*** Records for this task ***

Issue #587, opened 2021-06-27
[RFE] Heketi to Kadalu Migration


aravindavk:
Recently Volume ID option is added while adding Kadalu Storage. This is good enough to migrate the Heketi Volumes to Kadalu Storage. But once imported it will be used as common storage pool and new PVs may gets assigned from this Storage.

Proposal:

* Get the Gluster Volume ID, PV ID(Ex: `pvc-ed2e3167-5040-4ab0-9b6c-a2dbcc552b6e`), Volume Type and bricks list
* Join the Heketi nodes to Kubernetes Cluster and note the hostnames by running `kubectl get nodes` command.
* Note the device paths(`LVs`)
* Create Kadalu Storage(Using `storage-add`) with the name same as PV ID. Specify the Storage disks in the same order of bricks in Heketi managed Volume. **Note**: Use `--volume-id` option to specify the Heketi managed Gluster Volume ID.
* Change CSI Provisioner to not use Kadalu Storages if the name starts with `pvc-`
* Change CSI Provisioner to map the Kadalu Storage if PV ID matches the Kadalu Storage name(No Quota, Use full Volume)
* Create PV with the same name as used with Heketi.
* Change CSI node plugin to mount the Kadalu Storage root directory when a Pod requests the mount of a PV with ID same as Kadalu Storage name.

Many things can be automated, for example: Use the `kubectl` and Heketi CLI to get the Volume info and convert the Heketi Volume info to `kubectl kadalu` command.

amarts:
I suggest, treating this and External storage with non-native format in a similar way. Way less code, and similar handling for heketi volume.

leelavg:
My knowledge about Heketi is rather limited however I'm unsure whether block hosting volumes can also be migrated in the same or not 🤔

@amarts I guess we can map heketi independent mode to external non-native and everything else to kadalu native as they are deployed as pods already or count everything as External for a start?

aravindavk:
> I suggest, treating this and External storage with non-native format in a similar way. Way less code, and similar handling for heketi volume.

Makes sense. But when all the Storage nodes are migrated to Kadalu then it should be handled as native way with a few changes to Provisioner code. But node plugin can share the code of non-native format.

leelavg:
@aravindavk small query, did you design a way to move all volume handling logic to operator and serve through REST API (first referenced in https://github.com/kadalu/kadalu/issues/553#issuecomment-848597576)?

amarts:
[...]

PR #589, opened 2021-06-28
operator: Add support for deployment of custom storageclass

vatsa287:
This PR adds support for deployment of custom storage classes with name associated with storage-pool-name, and pre-selects the storage for PVC Binding with the same storage-pool-name.


operator/main.py
```diff
@@ -211,10 +212,13 @@ def validate_volume_request(obj):
                       " specified")
         return False
 
+    # should'nt this come under disperse volume?? Not replica??
```
aravindavk: Are these questions to reviewers? :P

vatsa287: Sorry I had to remove this before updating here !!

operator/main.py
```diff
@@ -211,10 +212,13 @@ def validate_volume_request(obj):
...
     if subvol_bricks_count > 1:
+        # Why not range(0, 1): since / is always == 1 ??
```
aravindavk: More than 1 when the Storage is "Distributed Replicate" or "Distributed Disperse"

operator/main.py
```diff
@@ -211,10 +212,13 @@ def validate_volume_request(obj):
...
         for i in range(0, int(len(bricks) / subvol_bricks_count)):
             decommissioned = ""
             for k in range(0, subvol_bricks_count):
+                # why not brick_idx = k since value is always same, and i always 0
```
aravindavk: Example: Replica count = 3, Number of bricks = 6. Inner loop iterates 0, 1, 2 and 0, 1, 2 two times.

with below line the index will be 0, 1, 2, 3, 4, 5

operator/main.py
vatsa287: Thanks

operator/main.py
vatsa287: Thanks alot got it

vatsa287:
### Test Run
Adding 5 storages, deploys 5 custom scs
```
sudo kubectl get sc -nkadalu
NAME                 PROVISIONER                RECLAIMPOLICY   VOLUMEBINDINGMODE   ALLOWVOLUMEEXPANSION   AGE
kadalu               kadalu                     Delete          Immediate           true                   29m
kadalu.disperse      kadalu                     Delete          Immediate           true                   29m
kadalu.replica1      kadalu                     Delete          Immediate           true                   29m
kadalu.replica2      kadalu                     Delete          Immediate           true                   29m
kadalu.replica3      kadalu                     Delete          Immediate           true                   29m
kadalu.sp-1          kadalu                     Delete          Immediate           true                   29m
kadalu.sp-2          kadalu                     Delete          Immediate           true                   27m
kadalu.sp-3          kadalu                     Delete          Immediate           true                   27m
kadalu.sp-4          kadalu                     Delete          Immediate           true                   27m
kadalu.sp-5          kadalu                     Delete          Immediate           true                   27m
standard (default)   k8s.io/minikube-hostpath   Delete          Immediate           false                  107d
```
Adding a PVC for sp-3 gets binded to it
```
[2021-06-28 05:39:28,941] INFO [controllerserver - 300:CreateVolume] - Volume created	 name=pvc-2651bb0a-9d05-4406-8e49-4bb65ce461a8 size=104857600 hostvol=sp-3 pvtype=subvol volpath=subvol/32/36/pvc-2651bb0a-9d05-4406-8e49-4bb65ce461a8 duration_seconds=0.4838991165161133
``` 
The PVC Yaml file
```
# -*- mode: yaml -*-
---
kind: PersistentVolumeClaim
apiVersion: v1
metadata:
  name: pv3
spec:
  storageClassName: kadalu.sp-3
  accessModes:
    - ReadWriteOnce # You can also provide 'ReadWriteMany' here
  resources:
    requests:
      storage: 100Mi
```

leelavg:
hi @vatsa287 

Pardon, I may be missing the point here and so can you please address below if possible?

- We already have multiple storage classes deployed and adding one more option may confuse users and I hope this PR doesn't call for any cli changes?
- Why are we deploying storage classes without validating it first? (`deploy_storage_class` is moved to start of the function)
- We are already documenting process for creating custom storage classes in https://kadalu.io/docs/k8s-storage/latest/storage-classes/ and how different is PR to that?

In my opinion it's better to reduce the storage classes and only have single kadalu provisioner 😅 

@aravindavk / @amarts I'm just stating my opinions and not against any functionality improvements if you feel otherwise.

amarts:
>  @amarts I'm just stating my opinions and not against any functionality improvements if you feel otherwise.

Good questions. I will clarify some of this as I am the one who suggested @vatsa287 to work on this PR.

* About existing 'multiple' storage classes.

The current storage classes like replica{1,2,3} were designed when kadalu didn't had support for distribute translator of glusterfs in its deployment, and we needed a mechanism to use more than one storage in a deployment. Grouping the storage configs under Replica1,2,3 allowed us to tell user to use one of these to use PV from. While that is 'still' a valid usecase, with support of distribute the chances of adding multiple 'similar' storage nodes as separate volume is _almost_ non-existent, as they can all use  a single gluster volume to utilize all the nodes/storages. Again, this won't go to very high number now, as unlike heketi usecases, we won't be consuming 1 glusterfs volume for 1 PV.

* About having document

What I felt is, even though we 'document' about how to consume a particular volume of glusterfs as a storage class, it is not directly available, and may not be intuitive for many users. My take is, gluster's users are used to relating all storage operations based on 'volume' (which is similar in other storage products too). So, even here, the naming convention to use same storage volume in a given PV would be adhered to, if we make it automatic, instead of allowing users to mess around with names.

Let me know if these give some idea about what we are trying to do. This along with #587 will make PVC to use the relavant storage classes to get into proper glusterfs volume.

leelavg:
@amarts thanks for taking time to fill the gaps in my understanding, yes this certainly helped.

vatsa287:
@leelavg Moving the deployment of StorageClass after volume validation

leelavg (approved):
Minor optimisations are possible however as we are expecting more changes, this is good to go. LGTM.

operator/scutils.py
```diff
@@ -0,0 +1,18 @@
+from string import Template
```
aravindavk: For uniformity, use the Jinja2 template itself similar to other templates

operator/scutils.py
```diff
@@ -0,0 +1,18 @@
...
+
+CUSTOM_SC_TEMPLATE = """kind: StorageClass
```
aravindavk: Move this to templates dir `storageclass.yaml` or some other name

operator/scutils.py
vatsa287: Done

operator/scutils.py
vatsa287: I have used storageclass-kadalu.custom.yaml and it is executed along with default storage classes. The sc is deleted when hosting volume is deleted. The older data of hosting volume is overwritten and deployed for next hostvol.

templates/storageclass-kadalu.custom.yaml.j2
```diff
@@ -0,0 +1,11 @@
+# -*- mode: yaml -*-
+---
+kind: StorageClass
+apiVersion: storage.k8s.io/v1
+metadata:
+  name: kadalu.{{ hostvol_name }}
+provisioner: kadalu
+allowVolumeExpansion: true
+parameters:
+  hostvol_type: {{ type }}
```
aravindavk: This can be removed

operator/main.py
```diff
@@ -974,8 +997,8 @@ def deploy_storage_class():
             logging.info(logf("StorageClass already present, continuing with Apply",
                               manifest=filename))
 
-        # Deploy Storage Class
-        template(filename, namespace=NAMESPACE, kadalu_version=VERSION)
+        template(filename, namespace=NAMESPACE, kadalu_version=VERSION,
```
aravindavk, line 997: Remove all other storage class files except the last one

```
storageclass-kadalu.disperse.yaml.j2
storageclass-kadalu.replica1.yaml.j2
storageclass-kadalu.replica2.yaml.j2
storageclass-kadalu.replica3.yaml.j2

storageclass-kadalu.yaml.j2
```

amarts: Wont we cause regression for existing users if we remove it? Or because they have already set it up like this, no need for these in future versions?

aravindavk: Already deployed SCs will not be touched, no new SCs for these types are created.

templates/storageclass-kadalu.custom.yaml.j2
vatsa287: Removed hostvol_type. When the type is removed, how to specify repllica1 or any other required type?

operator/main.py
```diff
@@ -662,18 +665,16 @@ def handle_deleted(core_v1_client, obj):
...
-            lib_execute(KUBECTL_CMD, DELETE_CMD, "sc", volname)
-            logging.info(logf(
-                "Deleted Storage class",
-                volname=volname,
-            ))
+            delete_storage_class(volname, hostvol_type)
             delete_config_map(core_v1_client, obj)
 
         else:
+            delete_storage_class(volname, hostvol_type)
```
amarts: nitpick: For simplicity, this line and `delete_config_map()` line can move out of the if/else logic as its same code in here.

amarts (approved):
This  PR makes many part of documentation obsolete. We need a quick PR to fix docs to remove `replica1` and similar `storageclass`  definition there.

operator/main.py
vatsa287: Done

amarts (approved):

leelavg (approved):
LGTM, only ask is can you construct any manifest using kadalu-cli and deploy (very basic sanity check, that'd be enough).

aravindavk (approved):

*** End of Records for this task ***

### Activity
The answer should be an exact copy of the lines from the one containing "vatsa287: Removed hostvol_type." through the last line of the entries, both included.

### Problem solution
vatsa287: Removed hostvol_type. When the type is removed, how to specify repllica1 or any other required type?

operator/main.py
```diff
@@ -662,18 +665,16 @@ def handle_deleted(core_v1_client, obj):
...
-            lib_execute(KUBECTL_CMD, DELETE_CMD, "sc", volname)
-            logging.info(logf(
-                "Deleted Storage class",
-                volname=volname,
-            ))
+            delete_storage_class(volname, hostvol_type)
             delete_config_map(core_v1_client, obj)
 
         else:
+            delete_storage_class(volname, hostvol_type)
```
amarts: nitpick: For simplicity, this line and `delete_config_map()` line can move out of the if/else logic as its same code in here.

amarts (approved):
This  PR makes many part of documentation obsolete. We need a quick PR to fix docs to remove `replica1` and similar `storageclass`  definition there.

operator/main.py
vatsa287: Done

amarts (approved):

leelavg (approved):
LGTM, only ask is can you construct any manifest using kadalu-cli and deploy (very basic sanity check, that'd be enough).

aravindavk (approved):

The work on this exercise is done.